01:33:11One group actually showed an increase
01:33:12in inflammatory markers.
01:33:14So that was quite surprising
01:33:15and probably not wonderful for the message
01:33:19that fiber is always good for us
01:33:21but that was a small cohort within the fiber intake group.
01:33:25Another group and still another group,
01:33:28both showed reductions in baseline microbiota diversity
01:33:31although to varying degrees.
01:33:34So I don't want to paint the picture that fiber is bad
01:33:36but fiber certainly did not have the positive effects
01:33:39on microbiota diversity
01:33:40that the high fermented food diet did.
01:33:43So my read of this study,
01:33:44and I think the stance that many others have taken
01:33:47as a consequence of these data,
01:33:49is that we should be increasing our fermented food intake,
01:33:52that that's simply a good thing to do in order to support
01:33:55our gut microbiome and to reduce inflammatory signals
01:33:58in our brain and body.
01:34:00And there are a number of different ways to do that.
01:34:02I mentioned some of the particular foods.
01:34:04However, anytime you're talking
01:34:05about ingesting fermented foods,
01:34:07especially the high quality ones
01:34:09that come from the refrigerated section
01:34:10of the grocery store,
01:34:13and that have low sugar content, et cetera,
01:34:16we do have to be considerate of cost
01:34:18because certain things like kombuchas, for instance,
01:34:20can be quite costly.
01:34:22I should also mention some kombuchas
01:34:23actually contain alcohol, some do not,
01:34:26or contain very little amounts of alcohol.
01:34:30One way to avoid the high cost of fermented foods
01:34:32while still being able to accumulate
01:34:34a lot of fermented food intake
01:34:35is to simply make those fermented foods yourself.
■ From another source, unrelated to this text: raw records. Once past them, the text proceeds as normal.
PR #159, opened 2026-09-16
feat(the-chain-facing-container-holds-its-generations-in-slots): The CH…

wighawag:
Task: `work/tasks/done/the-chain-facing-container-holds-its-generations-in-slots.md`

## What I found first (drift check)

The branch already carried the prior attempt's full slot port; I reviewed `git diff origin/main...` before touching anything and built on it rather than restarting. Two premises did not match reality:

- The task body is already at `work/tasks/done/the-chain-facing-container-holds-its-generations-in-slots.md` on this branch (the prior attempt's commit did the done-move), not at `work/tasks/ready/`. I left it exactly where it is and did no git.
- **The forward-pointer's premise for removing ADR-0084's status line is FALSE.** It says "the receiving slot, the arming and the reclaim verb have all landed". Checked rather than assumed: `a-successor-lands-in-a-durable-slot-that-holds-one` and `a-generation-no-slot-names-is-reclaimed-on-request` are in `work/tasks/done/`, but `promotion-arms-from-the-slot-so-a-restart-can-finish-an-upgrade` is still in `work/tasks/ready/` (re-scoped after a measured build STOPPED on it). So ADR-0084's `opened`-gate consequence is genuinely unimplemented and I did **not** remove the line. This is not a stale premise the build rests on, so I proceeded and recorded it below.

## The defect, fixed (three parts, as directed)

**1. `follows` is derived from `writerOf`** (`packages/core/src/container.ts`, `Indexer.add`). The old comment claimed the two forms "now give the same answer here, always" because a record being added sorts LAST. That is true only while the record is NEW; `create` resolves an existing record, which keeps its earliest `createdAt` and sorts FIRST, and that is what a reload is. The comment is replaced with one that says why the set question was chosen, why both of ADR-0071's preconditions have since been met, and exactly which case broke the equivalence. I did not widen into reconciliation: the comment states explicitly that `readOnlyStream` is still frozen at construction and that this only matters if the writer changes mid-fold.

**2. The assertion that would have caught it** (`packages/browser/test/aTabHoldsItsGenerationsInSlots.test.ts`, the reload test). The reload now keeps its own `fakeChain`, drives `afterReload.indexMore()` to the tip, and asserts ranges were actually asked of the node and that the canonical state reaches `EXPECTED_A`, with `canonical.follows === false` beside it to name the mechanism. Verified red-before-green both ways: against the pre-fix core the `follows` assertion fails, and with that line removed the purely behavioural one still fails with `expected 0 to be greater than 0` — zero ranges fetched, which is the silent stall itself.

**3. ADR-0071 amended** — its rejection of the `writerOf` form is marked superseded, with the tie gone (ADR-0072) and the reconciliation shown to be a different, still-unbuilt case. Its headline claim (the source is the durable registry, never this process's array order) is called out as unchanged.

Everything else from the prior attempt is untouched: the slot port, the replacement rule, the reload replacement case, canonical/predecessor unreachable, the deleted IndexedDB database, `everCanonical` gone, the cap arithmetic and its ADR-0084 amendment, the observation note.

## Gate

`pnpm format:check`, `pnpm build`, `pnpm typecheck`, `pnpm test` (4542 tests across 18 packages), `check:adr`, `check:refs`, `check:changesets` all green. Working tree holds only the seven intended files, nothing untracked.

## Decisions

The first four are **carried forward verbatim from the prior attempt** (they are the rationale for the slot port itself and must survive the requeue); the last three are new to this continuation.

**The rule is SHARED as one pure function; the ACTION is REPEATED in each container.** `displacedBySuccessor(arriving, generations, slots, heldHere)` lives in `generation/registry.ts` beside `slotHolding` and `unslottedGenerations`, which are already exactly this kind of shared pure rule, and both containers call it. I shared it rather than repeating it because it carries the safety clause — a generation any OTHER slot names is untouchable, which covers the incumbent and the revert target together — and two copies of a safety predicate is how a revert target gets deleted by the twin nobody was reading (ADR-0071's "one rule has one home"). I did NOT hoist the slot LOGIC: whether a drop strands a follower, and what stopping a fold means, are repeated and worded alike, because a fold is an engine on one side and a receiver on the other, and a shared base parameterised over storage, caps and what a fold IS is the options-growing abstraction ADR-0071's closing section already refused. Alternatives considered: repeat everything (rejected — the safety clause would have two homes), or share a `SlotReplacer` collaborator (rejected — five callbacks to save sixty lines). Touches: `ReceivingIndexer.replaceTheSuccessor` was refactored onto the shared function, and `displacedBySuccessor` is a new public export of `@etherfold/core`.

01:34:38And this is something that we've started exploring
01:34:40and experimenting with in our home.
01:34:42One simple way to do this
01:34:43is to just make your own sauerkraut.
01:34:45It involves very few ingredients.
01:34:47It basically involves cabbage, water, and salt,
01:34:50but there's a specific process that you need to follow
01:34:52in order to create these large volumes of sauerkraut at home
01:34:56using that low cost method.
01:34:58The best resource that I know of
01:35:00in order to follow a great recipe
01:35:03to make homemade sauerkraut would be the recipe
01:35:06for homemade sauerkraut that's contained
01:35:07in Tim Ferriss's book, \"The 4-Hour Chef\".
01:35:09There's an excellent protocol there.
01:35:11It involves chopping up the cabbage, putting into a bowl,
01:35:13mashing it up with your hands,
01:35:16which can be fun,
01:35:18putting water in there, some salt, covering it,
01:35:19and then keeping it in a particular environment,
01:35:22and then routinely scraping off
01:35:23some of the material from the surface.